Peter's patch set works by assigning a "home node" to each process, then trying to concentrate the process and its memory on that node. Andrea's patch lacks the concept of home nodes; he thinks it is an idea that will not work well for programs that don't fit into a single node unless developers add code to use Peter's new system calls. Instead, Andrea would like NUMA scheduling to "just work" in the same way that transparent huge pages do. So his patch set seems to assume that resources will be spread out across the system; it then focuses on cleaning things up afterward. The key to the cleanup task is a bunch of statistics and a couple of new kernel threads.
The first of these threads is called knuma_scand. Its primary job is to scan through each process's address space, marking its in-RAM anonymous pages with a special set of bits that makes the pages look, to the hardware, like they are not present. If the process tries to access such a page, a page fault will result; the kernel will respond by marking the page "present" again so that the process can go about its business. But the kernel also tracks the node that the page lives on and the node the accessing process was running on, noting any mismatches. For each process, the kernel maintains an array of counters to track which node each of its recently-accessed pages were located on. For pages, the information tracked is necessarily more coarse; the kernel simply remembers the last node to access each page.
When the time comes for the scheduler to make a decision, it passes over the per-process statistics to determine whether the target process would be better off if it were moved to another node. If the process seems to be accessing most of its pages remotely, and it is better suited to the remote node than the processes already running there, it will be migrated over. This code drew a strenuous objection from Peter, who does not like the idea of putting a big for-each-CPU loop into the middle of the scheduler's hot path. After some light resistance, Andrea agreed that this logic eventually needs to find a different home where it would run less often. For testing, though, he likes things the way they are, since it causes the scheduler to converge more quickly on its chosen solution.
Moving processes around will only help so much, though, if their memory is spread across multiple NUMA nodes. Getting the best performance out of the system clearly requires a mechanism to gather pages of memory onto the same node as well. In the AutoNUMA patch, the first non-local fault (in response to the special page marking described above) will cause that page's "last node ID" value to be set to the accessing node; the page will also be queued to be migrated to that node. A subsequent fault from a different node will cancel that migration, though; after the first fault, two faults in a row from the same node are required to cause the page to be queued for migration.

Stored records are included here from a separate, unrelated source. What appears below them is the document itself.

PR #3482, opened 2026-06-23
TASK 38260338: Updated the pipelines to produce Linux builds capable of complying with the FIPS 140-3 standard.

al-msft:
Microsoft's version of Go provides the FIPS capability. The FIPS-capable builds are produced alongside the existing builds, which don't use Microsoft's version of Go. 

## Description 

**Update: This PR has been split into https://github.com/Azure/azure-storage-azcopy/pull/3496 (test pipeline updates) and https://github.com/Azure/azure-storage-azcopy/pull/3488 (release pipeline updates).**

The CSI driver image is built by another team at Microsoft. That image needs to comply with the FIPS 140-3 standard. A FIPS-compliance checker scans all binaries in the image; AzCopy is one of those binaries. To pass the FIPS-compliance check, each binary must be built with the Microsoft build of Go in the particular way the check expects and pass a run-time check that considers the host OS. The CSI driver image downloads azcopy as an RPM package on Azure Linux 3.0. To reduce the risk of migrating AzCopy from the official build of Go to the Microsoft build of Go, it was decided to initally release FIPS-capable builds of AzCopy only for Azure Linux 3.0, as an RPM package for the AMD64 and ARM64 architectures the CSI driver image supports, alongside the existing builds of AzCopy, and not to release Docker container images containing FIPS-capable builds. 

These changes are intended to match the approach that was taken in previous pipeline updates, especially regarding the assurances and costs of testing. The changes are expected to increase the run-time of the affected pipelines; to mitigate this, parallelism was used (via the "matrix" strategy) where it seemed unlikely to lead to conflicts in the parallel operations, the tests in run_scenarios.yml were not updated to test the FIPS-capable builds (there seemed to be little value in doing so), and only the FIPS-capable build for the AMD64 architecture was tested (following the approach that was taken for the non-FIPS-capable builds). The "unit" tests, end-to-end tests, and Python tests were updated to test the FIPS-capable build, because each of those types of tests includes tests at the integration level or higher. If we later update the set of "unit" tests to ensure they are all true unit tests, we should update the pipeline to stop running those tests on the FIPS-capable build. 

**Cut for Time/Risk:** 
- FIPS-capable builds for any OS other than Linux, any distro other than Azure Linux 3.0, any architectures other than AMD64 and ARM64, and in any format other than an RPM package
- FIPS-capable builds in Docker container images 
- Updating GitHub Actions 
- Logging a message when AzCopy is invoked that states whether FIPS is enabled 
[...]

PR #3496, opened 2026-07-07
TASK 38260338: Updated the test pipeline to produce Linux builds capable of complying with the FIPS 140-3 standard. 

al-msft:
Microsoft's version of Go provides the FIPS capability. The FIPS-capable builds are produced alongside the existing builds, which don't use Microsoft's version of Go.  

## Description  
 
**Update: This PR will be split into multiple smaller PRs, starting with https://github.com/Azure/azure-storage-azcopy/pull/3504.**

The CSI driver image is built by another team at Microsoft. That image needs to comply with the FIPS 140-3 standard. A FIPS-compliance checker scans all binaries in the image; AzCopy is one of those binaries. To pass the FIPS-compliance check, each binary must be built with the Microsoft build of Go in the particular way the check expects and pass a run-time check that considers the host OS. The CSI driver image downloads azcopy as an RPM package on Azure Linux 3.0. To reduce the risk of migrating AzCopy from the official build of Go to the Microsoft build of Go, it was decided to initally release FIPS-capable builds of AzCopy only for Azure Linux 3.0, as an RPM package for the AMD64 and ARM64 architectures the CSI driver image supports, alongside the existing builds of AzCopy, and not to release Docker container images containing FIPS-capable builds.  

This PR updates the test pipeline; the release pipeline is being updated in https://github.com/Azure/azure-storage-azcopy/pull/3488. An earlier draft PR, https://github.com/Azure/azure-storage-azcopy/pull/3482, included the updates to both pipelines.

These changes are intended to match the approach that was taken in previous pipeline updates, especially regarding the assurances and costs of testing. The changes are expected to increase the run-time of the affected pipelines; to mitigate this, parallelism was used (via the "matrix" strategy) where it seemed unlikely to lead to conflicts in the parallel operations, the tests in run_scenarios.yml were not updated to test the FIPS-capable builds (there seemed to be little value in doing so), and only the FIPS-capable build for the AMD64 architecture was tested (following the approach that was taken for the non-FIPS-capable builds). The "unit" tests, end-to-end tests, and Python tests were updated to test the FIPS-capable build, because each of those types of tests includes tests at the integration level or higher. If we later update the set of "unit" tests to ensure they are all true unit tests, we should update the pipeline to stop running those tests on the FIPS-capable build.  

**Cut for Time/Risk:**  
- Updating GitHub Actions  
- Logging a message when AzCopy is invoked that states whether FIPS is enabled  
- Updating the performance-test pipeline to test the FIPS-capable builds  
- Addressing technical debt in the pipelines  
- Updating the pool agent that runs Azure Linux 3.0 to use the same minor version of Python 3 as the other pool agents to run the Python-based AzCopy tests  
- Optimizing the run-time, parallelism, amount of duplication, and the use of parameters and variables in the pipelines  
- Scanning the FIPS-capable binaries for FIPS compliance in the pipeline(s)  

**Related Links**:  
- [TASK 38260338](https://msazure.visualstudio.com/One/_workitems/edit/38260338)  
- [BlobFuse FIPS Teams chat](https://teams.microsoft.com/l/chat/19:4d86c8df4c5d4e2fa324a5064f0852f0@thread.v2/conversations?context=%7B%22contextType%22%3A%22chat%22%7D)
- [AZCopy FIPS Compliance Teams chat](https://teams.microsoft.com/l/chat/19:96584494811d4c0dbeb7f4eb07bc789a@thread.v2/conversations?context=%7B%22contextType%22%3A%22chat%22%7D)
- [FIPS Support in the Microsoft build of Go (Warning: This is misleading in some places)](https://github.com/microsoft/go/blob/microsoft/main/eng/doc/fips/README.md)  

## Type of Change  
  
- [ ] Bug fix  
- [x] New feature  
- [ ] Other (describe): 

## How Has This Been Tested?  

- See the description for general information. 
- The test pipeline (which runs on PRs, including this one) has been updated to additionally test the FIPS-capable AMD64 Linux build in two distinct scenarios: with FIPS enabled and with FIPS disabled. That pipeline has been manually run on this branch several times, and although there are still issues specific to the agent being used to test with FIPS enabled, some tests pass, and the same tests ultimately fail each time. For example, see the test results for https://dev.azure.com/azstorage/AzCopy-NextGen/_build/results?buildId=30978&view=results. 
  - One unit test, the TestInferContentType test in the ste directory, fails when run in the pipeline on Azure Linux 3.0, regardless of whether it's testing the FIPS build with FIPS enabled or disabled (see https://dev.azure.com/azstorage/AzCopy-NextGen/_build/results?buildId=30965&view=results - you can view the YAML file that pipeline used to see "FIPS-enabled" jobs in that run were actually running with FIPS disabled); it even fails in the pipeline on Azure Linux 3.0 when testing the non-FIPS build (see https://dev.azure.com/azstorage/AzCopy-NextGen/_build/results?buildId=30969&view=results - again, see the YAML). 
    - That test passes when run from an Azure Linux 3.0 VM on a FIPS build with FIPS enabled, albeit without the "workload identity" the pipeline uses when running it. 
  - Three "Old E2E" tests, TestManagedDisks_AAA, TestManagedDisks_NoOAuthRequired, and TestPOSIX_UploadAMLFSStyle (Copy-BlobLocal and Copy-BlobBlob - variants "Anonymous-Anonymous" and "OAuthToken-Anonymous"), fail when run in the pipeline on Azure Linux 3.0, regardless of whether they're testing the FIPS build with FIPS enabled or disabled (see https://dev.azure.com/azstorage/AzCopy-NextGen/_build/results?buildId=30965&view=results - you can view the YAML file that pipeline used to see "FIPS-enabled" jobs in that run were actually running with FIPS disabled); they even fail in the pipeline when testing the non-FIPS build (see https://dev.azure.com/azstorage/AzCopy-NextGen/_build/results?buildId=30969&view=results - again, see the YAML). 
    - TestPOSIX_UploadAMLFSStyle/Copy-BlobBlob/Anonymous-Anonymous and TestPOSIX_UploadAMLFSStyle/Copy-BlobLocal/Anonymous-Anonymous pass when run from an Azure Linux 3.0 VM on a FIPS build with FIPS enabled, albeit without the "workload identity" the pipeline uses when running them. 
    - I wasn't able to get the other failing tests to pass when run from an Azure Linux 3.0 VM on a FIPS build with FIPS enabled, but I probably have something misconfigured locally; I'm also trying to run them without workload identity (which the pipeline configures). 
  - The "New E2E" tests fail to run in the pipeline on Azure Linux 3.0, regardless of whether they're testing the FIPS build with FIPS enabled or disabled (see https://dev.azure.com/azstorage/AzCopy-NextGen/_build/results?buildId=30965&view=results - you can view the YAML file that pipeline used to see "FIPS-enabled" jobs in that run were actually running with FIPS disabled); they even fail in the pipeline when testing the non-FIPS build (see https://dev.azure.com/azstorage/AzCopy-NextGen/_build/results?buildId=30969&view=results - again, see the YAML). The set-up hook "ARM client" fails after trying to using an access token using the wrong tenant. 
    - By temporarily modifiying the pipeline to run these tests without workload identity, I was able to get at least 425 of theses 1094 tests to pass (see https://dev.azure.com/azstorage/AzCopy-NextGen/_build/results?buildId=31017&view=results). An additional 53 tests passed when run from an Azure Linux 3.0 VM on a FIPS build with FIPS enabled, likewise without the "workload identity" the pipeline uses when running them. Those are jUnit report totals, which count each test that contains sub-tests, scenarios, or variants at lease one extra time.


azurePipelineTemplates/run-ut-and-py.yml
```diff
@@ -0,0 +1,218 @@
...
+          directories:
+          - 'ste'
+          isMutexSet: variables['isMutexSet']
+          fips: $(fips)
+          display_name: $(display_name)
+          with_federated_credential: true
+
+      - script: |
+          baseReportName='smoke_coverage'
+          # It's unclear what the effect of setting CGO_ENABLED to an empty string would be,
```
adreed-msft, line 127: did a little digging, it does *nothing* when set to any value other than `1` or `0`:

https://cs.opensource.google/go/go/+/master:src/cmd/go/internal/cfg/cfg.go;l=181?q=cgo_enabled&ss=go%2Fgo

adreed-msft (approved):

al-msft:
I often need to run AzCopy's test jobs several times to get them to pass. Once we have a working Azure Linux 3.0 image to run the FIPS-enabled tests on, I'm planning to schedule a meeting to discuss the changes in this PR and propose that we consider:

1. omitting the (or reducing the number of) tests of the FIPS build of AzCopy on a FIPS-disabled host, and
2. splitting the "unit" tests and Python tests into separate jobs that can be individually re-run after failing, with one job per directory we unit test and another job for the Python tests. This will reduce the chance of unit or Python tests that passed in one attempt from failing in a subsequent attempt and thus requiring yet another re-run of the job, even though all tests that initially failed may have passed in later attempts.

azurePipelineTemplates/run-e2e.yml
```diff
@@ -1,56 +1,111 @@
...
+        displayName: 'Install Microsoft build of Go'
+        # Don't run if job is canceled
+        condition: and(succeededOrFailed(), eq(variables.type, 'linux-fips'))
+
+      - task: GoTool@0
+        inputs:
+          version: $(AZCOPY_GOLANG_VERSION_COVERAGE)
+        displayName: 'Install Go'
+        # Don't run if job is canceled
+        condition: and(succeededOrFailed(), ne(variables.type, 'linux-fips'))
```
al-msft, line 85: 'OrFailed' should probably be removed from this task and the one above.

al-msft:
This PR will be split into multiple smaller PRs, starting with https://github.com/Azure/azure-storage-azcopy/pull/3504.

azurePipelineTemplates/run-ut-and-py.yml
al-msft, line 1: I'm hoping to avoid introducing this file in my upcoming PRs. This file adds a layer that makes it harder to glance at the repo and get a general sense of the pipeline structure. I've found it best to aim for small-to-medium-sized top-level pipeline files that provide the outline of the pipeline and all the simple logic, and split out granules of more-complex logic or of unwieldy size into small-to-medium-sized bottom-level files, with no intermediate files in between.

azurePipelineTemplates/run-ut-and-py.yml
```diff
@@ -0,0 +1,218 @@
...
+      strategy:
+        matrix:
+          Linux-FIPS-enabled:
+            # Azure Linux 3.0 enables FIPS by default.
+            imageName: 'azurelinux3'
+            build_name: 'azcopy_linux_fips_amd64'
+            type: 'linux-fips'
+            display_name: 'Linux-FIPS-enabled'
+            fips: 'enabled'
+      pool:
```
al-msft, line 40: Conditionally inserting one of the two pool sections based on the matrix entry seems like a better approach than creating this template file just so I can call it twice from azure-pipelines.yml. I think that didn't work the first time I tried; it's worth another try, now that I know the pipeline better.

PR #3502, opened 2026-07-10
Dedupe Prototype to c2c-stage

ProgramPedro:
## Description

**This draft PR is for code review only and is not intended to be merged as-is.**

- Retrieves per-block CRC64 and SHA256 hashes
- Aligns transfer chunks with source block boundaries
- Reuses matching blocks from previously committed destination blobs
- Uses ETag validation and falls back to the original source on failure
- Tracks job-level dedupe hits and estimated source-read savings

This prototype depends on an unreleased `azblob` SDK extension. The machine-local SDK replacement is intentionally not included.

### DIFF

Every NUMA node gets a new kernel thread (knuma_migrated) that is charged with passing over the lists of pages queued for migration and actually moving them to the target node. Migration is not unconditional - it depends, for example, on there being sufficient memory available on the destination node. But, most of the time, these migration threads should manage to pull pages toward the nodes where they are actually used.
Beyond the above-mentioned complaint about putting heavy computation into schedule(), Peter has found a number of things to dislike about this patch set. He doesn't like the worker threads, to begin with:
Andrea responds that the cost of these threads is small to the point that it cannot really be measured. It is a little harder to shrug off Peter's other complaint, though: that this patch set consumes a large amount of memory. The kernel maintains one struct page for every page of memory in the system. Since a typical system can have millions of pages, this structure must be kept as small as possible. But the AutoNUMA patch adds a list_head structure (for the migration queue) and two counters to each page structure. The end result can be a lot of memory lost to the AutoNUMA machinery.
The plan is to eventually move this information out of struct page; then, among other things, the kernel can avoid allocating it at all if AutoNUMA is not actually in use. But, for the NUMA case, that memory will still be consumed regardless of its location, and some users are unlikely to be happy even if others, as Andrea asserts, will be happy to give up a big chunk of memory if they get a 20% performance improvement in return. This looks like an argument that will not be settled in the near future, and, chances are, the memory impact of AutoNUMA will need to be reduced somehow. Perhaps, your editor naively suggests, knuma_migrated and its per-page list_head structure could be replaced by the "lazy migration" scheme used in Peter's patch.
NUMA scheduling is hard and doing it right requires significant expertise in both scheduling and memory management. So it seems like a good thing that the problem is receiving attention from some of the community's top scheduler and memory management developers. It may be that one or both of their solutions will be shown to be unworkable for some workloads to the point that it simply needs to be dropped. What may be more likely, though, is that these developers will eventually stop poking holes in each other's patches and, together, figure out how to combine the best aspects of each into a working solution that all can live with. What seems certain is that getting to that point will probably take some time.